Certo, non è facile proporre la bellezza così… perché la signora di Librino ti risponde subito che con la bellezza non si mangia. Però io credo che si possa passare anche di qui. Noi d’altra parte siamo artisti…
Lo Stato ha creato le periferie per sottomettere 100.000 voti a stato di necessità… Diciamolo chiaramente, le periferie non sono luoghi a rischio, sono luoghi creati, mantenuti, alimentati e sostenuti dallo Stato, dalla politica di destra e di sinistra… A Librino ho visto sindaci di destra e di sinistra andare a comprare voti a 30 euro, sotto forma di scheda telefonica, di patronato o di banco alimentare.
Ecco, noi vogliamo che i bambini di Librino crescendo possano votare in uno stato di democrazia, quindi in libertà. Ma questa libertà gliela dà soltanto la cultura, non gliela dà né la fogna, né il posto di lavoro perché queste operazioni rischiano soltanto di ribadire lo stato di sottomissione…

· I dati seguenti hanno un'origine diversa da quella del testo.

PR #3234, opened 2020-02-25
Make parallelism level configurable

surabujin:
Fill parallelism related properties from template variables. It allows
to change parallelism setittings without rebuiulding deployed images.


nikitamarchenko:
We have issues related to tuple marshaling between more than one worker per process. So don't use that on production.

PR #3239, opened 2020-02-25
Avoid reroute fsm removal on request collision

surabujin:
Fix housekeeping method to not remove FSM on reroute request collision
(same correlation ID).


surabujin:
Became obsolete due to #3295

PR #3247, opened 2020-02-28
Fix and prevent dependency classes conflict in src-java

sergii-iakovenko:


sergii-iakovenko:
> _[src-java/floodlight-service/floodlight-api/src/main/java/org/openkilda/messaging/info/event/IslChangeType.java, line 30 at r1](https://reviewable.io/reviews/telstra/open-kilda/3247#-M4-7R3q2HWB8TcGdT9B:-M4-7R3q2HWB8TcGdT9C:b-leeag2) ([raw file](https://github.com/telstra/open-kilda/blob/62168a91240e02ff882021520662bfb956c354c2/src-java/floodlight-service/floodlight-api/src/main/java/org/openkilda/messaging/info/event/IslChangeType.java#L30)):_
> 
> > ```java
> > @JsonSerialize
> > @JsonInclude(JsonInclude.Include.NON_NULL)
> > public enum IslChangeType {
> > ```
> 
> Is it trigger class conflict? Perhaps it should be removed in separate PR and this one should be dependent on it? Why did you decide to remove this one (because we have a goal to remove/split messaging module, we should remove it's chunks when possible)?

It happened that IslChangeType has a duplicate in floodlight-api and base-messaging modules. The script detects it and fails a build, so the duplicate should be removed.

Dopo otto anni di lavoro credo si possa creare un processo concreto volto non a “recuperare” la periferia, bensì a ribaltarla. .......Mi sono presentato al carcere di Catania e ho fatto una riunione con tutti i delinquenti del 41bis -gli abbiamo portato i poeti come alibi. Con loro rispetto alla gestione del futuro museo, ho fatto un discorso molto chiaro: “Noi siamo artisti e vogliamo donare questo museo a Librino, ma non al sindaco né al presidente della Regione, perché non si può donare la bellezza a chi di fatto l’ha negata”. Se poi vogliamo parlare di mafia, c’è quella della droga, degli appalti, delle armi, ecco -ho aggiunto- io sono un “mafioso della bellezza”, e vorrei donare questo museo ai vostri figli. Insomma ora stiamo facendo fare una cooperativa ai figli dei delinquenti e proprio loro dovranno accompagnare i turisti.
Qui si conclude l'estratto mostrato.